[Collected data entries]
-*-
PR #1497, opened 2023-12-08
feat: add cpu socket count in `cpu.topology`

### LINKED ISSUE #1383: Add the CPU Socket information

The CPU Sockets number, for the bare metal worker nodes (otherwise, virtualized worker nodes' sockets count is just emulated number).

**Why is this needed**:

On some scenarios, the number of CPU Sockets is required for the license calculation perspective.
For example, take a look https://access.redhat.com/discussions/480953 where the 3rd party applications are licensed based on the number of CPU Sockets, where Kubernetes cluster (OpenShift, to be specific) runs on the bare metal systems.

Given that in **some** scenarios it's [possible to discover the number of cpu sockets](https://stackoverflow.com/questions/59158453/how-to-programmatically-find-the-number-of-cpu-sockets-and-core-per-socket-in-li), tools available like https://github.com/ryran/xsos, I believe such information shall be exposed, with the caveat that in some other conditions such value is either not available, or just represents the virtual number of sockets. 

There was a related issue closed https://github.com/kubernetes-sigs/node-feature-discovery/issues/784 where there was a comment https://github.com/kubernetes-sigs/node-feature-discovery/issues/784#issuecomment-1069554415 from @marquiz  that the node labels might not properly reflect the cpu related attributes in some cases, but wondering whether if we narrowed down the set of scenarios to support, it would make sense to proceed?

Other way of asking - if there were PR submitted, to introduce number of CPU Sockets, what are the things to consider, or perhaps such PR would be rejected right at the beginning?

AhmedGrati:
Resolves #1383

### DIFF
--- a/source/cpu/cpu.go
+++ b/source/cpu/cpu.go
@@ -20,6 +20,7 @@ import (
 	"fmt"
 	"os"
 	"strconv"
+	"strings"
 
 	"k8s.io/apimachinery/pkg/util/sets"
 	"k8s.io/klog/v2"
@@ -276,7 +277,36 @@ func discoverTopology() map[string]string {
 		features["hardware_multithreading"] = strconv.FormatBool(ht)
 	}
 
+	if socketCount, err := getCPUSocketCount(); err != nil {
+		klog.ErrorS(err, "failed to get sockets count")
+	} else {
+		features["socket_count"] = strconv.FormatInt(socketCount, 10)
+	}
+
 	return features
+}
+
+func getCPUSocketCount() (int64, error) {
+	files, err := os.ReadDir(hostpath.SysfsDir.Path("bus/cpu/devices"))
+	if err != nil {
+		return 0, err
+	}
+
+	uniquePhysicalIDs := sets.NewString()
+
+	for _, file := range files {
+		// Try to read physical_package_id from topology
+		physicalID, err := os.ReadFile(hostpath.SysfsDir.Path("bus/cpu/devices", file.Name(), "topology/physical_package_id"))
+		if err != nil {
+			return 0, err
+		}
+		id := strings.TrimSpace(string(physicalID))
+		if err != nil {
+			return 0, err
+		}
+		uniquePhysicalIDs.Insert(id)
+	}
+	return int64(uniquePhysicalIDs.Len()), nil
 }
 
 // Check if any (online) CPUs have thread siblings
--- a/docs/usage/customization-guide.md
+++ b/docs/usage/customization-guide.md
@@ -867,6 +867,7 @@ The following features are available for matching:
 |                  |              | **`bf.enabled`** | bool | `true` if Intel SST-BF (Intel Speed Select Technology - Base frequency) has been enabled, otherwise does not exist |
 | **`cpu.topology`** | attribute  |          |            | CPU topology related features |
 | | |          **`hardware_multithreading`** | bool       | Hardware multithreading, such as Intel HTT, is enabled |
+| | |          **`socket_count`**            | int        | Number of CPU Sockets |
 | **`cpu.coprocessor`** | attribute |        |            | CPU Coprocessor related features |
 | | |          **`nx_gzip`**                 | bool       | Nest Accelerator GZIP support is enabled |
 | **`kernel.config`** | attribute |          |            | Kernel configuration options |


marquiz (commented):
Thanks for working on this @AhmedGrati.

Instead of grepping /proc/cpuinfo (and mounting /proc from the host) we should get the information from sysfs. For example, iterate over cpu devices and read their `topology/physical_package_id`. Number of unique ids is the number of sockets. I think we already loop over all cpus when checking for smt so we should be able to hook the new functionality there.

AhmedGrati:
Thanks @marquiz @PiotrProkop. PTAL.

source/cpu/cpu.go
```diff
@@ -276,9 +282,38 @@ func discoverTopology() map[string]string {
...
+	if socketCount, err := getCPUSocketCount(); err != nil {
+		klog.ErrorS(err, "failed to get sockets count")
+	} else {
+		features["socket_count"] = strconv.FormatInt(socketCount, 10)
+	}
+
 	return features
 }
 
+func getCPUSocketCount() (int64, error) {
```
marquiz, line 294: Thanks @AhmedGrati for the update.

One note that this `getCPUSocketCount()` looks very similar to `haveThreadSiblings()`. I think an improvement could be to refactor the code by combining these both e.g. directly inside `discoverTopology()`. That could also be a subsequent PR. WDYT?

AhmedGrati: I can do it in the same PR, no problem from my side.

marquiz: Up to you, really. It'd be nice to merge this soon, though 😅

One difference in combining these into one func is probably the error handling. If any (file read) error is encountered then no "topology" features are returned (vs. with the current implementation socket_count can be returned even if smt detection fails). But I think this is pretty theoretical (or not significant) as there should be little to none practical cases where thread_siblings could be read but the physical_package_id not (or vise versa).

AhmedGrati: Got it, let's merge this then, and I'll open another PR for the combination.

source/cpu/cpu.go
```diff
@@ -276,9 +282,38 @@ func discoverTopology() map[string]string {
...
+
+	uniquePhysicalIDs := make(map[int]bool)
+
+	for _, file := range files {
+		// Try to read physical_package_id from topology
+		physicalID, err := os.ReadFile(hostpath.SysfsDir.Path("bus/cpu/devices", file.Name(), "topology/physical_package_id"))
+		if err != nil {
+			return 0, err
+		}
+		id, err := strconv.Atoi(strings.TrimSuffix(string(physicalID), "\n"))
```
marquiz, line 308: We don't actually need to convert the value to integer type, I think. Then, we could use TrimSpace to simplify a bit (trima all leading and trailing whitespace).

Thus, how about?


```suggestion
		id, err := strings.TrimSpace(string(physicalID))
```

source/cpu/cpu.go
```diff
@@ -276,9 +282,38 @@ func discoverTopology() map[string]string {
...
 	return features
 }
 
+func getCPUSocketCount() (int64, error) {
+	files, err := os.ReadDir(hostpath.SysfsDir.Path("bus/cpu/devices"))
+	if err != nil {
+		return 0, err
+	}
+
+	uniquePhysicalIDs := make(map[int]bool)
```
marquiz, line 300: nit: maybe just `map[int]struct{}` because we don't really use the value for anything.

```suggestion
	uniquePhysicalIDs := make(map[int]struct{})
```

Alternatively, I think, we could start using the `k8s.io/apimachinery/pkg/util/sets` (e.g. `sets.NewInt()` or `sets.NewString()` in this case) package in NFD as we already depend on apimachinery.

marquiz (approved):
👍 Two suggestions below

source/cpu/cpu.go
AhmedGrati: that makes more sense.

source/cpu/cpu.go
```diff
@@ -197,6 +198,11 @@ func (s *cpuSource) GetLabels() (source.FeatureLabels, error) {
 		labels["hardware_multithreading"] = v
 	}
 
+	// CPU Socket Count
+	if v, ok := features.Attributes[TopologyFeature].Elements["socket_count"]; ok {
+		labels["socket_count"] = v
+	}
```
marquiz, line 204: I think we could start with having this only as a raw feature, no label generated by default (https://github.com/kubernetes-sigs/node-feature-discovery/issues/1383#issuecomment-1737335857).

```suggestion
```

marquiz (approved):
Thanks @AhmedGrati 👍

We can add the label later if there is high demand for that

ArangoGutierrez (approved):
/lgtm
-*-
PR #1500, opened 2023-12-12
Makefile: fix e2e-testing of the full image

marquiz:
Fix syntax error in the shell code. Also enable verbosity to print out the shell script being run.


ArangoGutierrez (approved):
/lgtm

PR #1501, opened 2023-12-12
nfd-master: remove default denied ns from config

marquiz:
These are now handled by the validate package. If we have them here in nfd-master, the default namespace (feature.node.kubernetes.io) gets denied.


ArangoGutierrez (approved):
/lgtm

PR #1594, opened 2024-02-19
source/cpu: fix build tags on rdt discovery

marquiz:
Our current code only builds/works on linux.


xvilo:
-*-
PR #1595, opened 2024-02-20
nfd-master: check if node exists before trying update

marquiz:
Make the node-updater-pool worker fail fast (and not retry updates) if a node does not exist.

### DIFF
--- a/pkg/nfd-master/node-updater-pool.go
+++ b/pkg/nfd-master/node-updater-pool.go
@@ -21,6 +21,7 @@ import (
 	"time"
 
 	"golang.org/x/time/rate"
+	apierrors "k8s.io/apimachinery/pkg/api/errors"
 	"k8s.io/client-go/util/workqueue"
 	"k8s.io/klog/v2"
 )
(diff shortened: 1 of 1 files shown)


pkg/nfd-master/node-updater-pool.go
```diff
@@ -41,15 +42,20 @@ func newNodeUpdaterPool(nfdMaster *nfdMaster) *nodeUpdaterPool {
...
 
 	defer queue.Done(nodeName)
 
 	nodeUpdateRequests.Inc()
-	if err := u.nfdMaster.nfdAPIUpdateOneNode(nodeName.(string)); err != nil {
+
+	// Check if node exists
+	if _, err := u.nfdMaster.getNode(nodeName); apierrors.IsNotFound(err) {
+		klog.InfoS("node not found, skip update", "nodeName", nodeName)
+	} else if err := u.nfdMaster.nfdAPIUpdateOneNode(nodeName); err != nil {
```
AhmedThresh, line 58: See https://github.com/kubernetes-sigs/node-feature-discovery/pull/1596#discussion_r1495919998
-*-
Could you return exactly the lines above from the line with "-867,6 +867,7 @@" to the line with "marquiz: Up to", both included, and nothing else?

@@ -867,6 +867,7 @@ The following features are available for matching:
 |                  |              | **`bf.enabled`** | bool | `true` if Intel SST-BF (Intel Speed Select Technology - Base frequency) has been enabled, otherwise does not exist |
 | **`cpu.topology`** | attribute  |          |            | CPU topology related features |
 | | |          **`hardware_multithreading`** | bool       | Hardware multithreading, such as Intel HTT, is enabled |
+| | |          **`socket_count`**            | int        | Number of CPU Sockets |
 | **`cpu.coprocessor`** | attribute |        |            | CPU Coprocessor related features |
 | | |          **`nx_gzip`**                 | bool       | Nest Accelerator GZIP support is enabled |
 | **`kernel.config`** | attribute |          |            | Kernel configuration options |


marquiz (commented):
Thanks for working on this @AhmedGrati.

Instead of grepping /proc/cpuinfo (and mounting /proc from the host) we should get the information from sysfs. For example, iterate over cpu devices and read their `topology/physical_package_id`. Number of unique ids is the number of sockets. I think we already loop over all cpus when checking for smt so we should be able to hook the new functionality there.

AhmedGrati:
Thanks @marquiz @PiotrProkop. PTAL.

source/cpu/cpu.go
```diff
@@ -276,9 +282,38 @@ func discoverTopology() map[string]string {
...
+	if socketCount, err := getCPUSocketCount(); err != nil {
+		klog.ErrorS(err, "failed to get sockets count")
+	} else {
+		features["socket_count"] = strconv.FormatInt(socketCount, 10)
+	}
+
 	return features
 }
 
+func getCPUSocketCount() (int64, error) {
```
marquiz, line 294: Thanks @AhmedGrati for the update.

One note that this `getCPUSocketCount()` looks very similar to `haveThreadSiblings()`. I think an improvement could be to refactor the code by combining these both e.g. directly inside `discoverTopology()`. That could also be a subsequent PR. WDYT?

AhmedGrati: I can do it in the same PR, no problem from my side.

marquiz: Up to you, really. It'd be nice to merge this soon, though 😅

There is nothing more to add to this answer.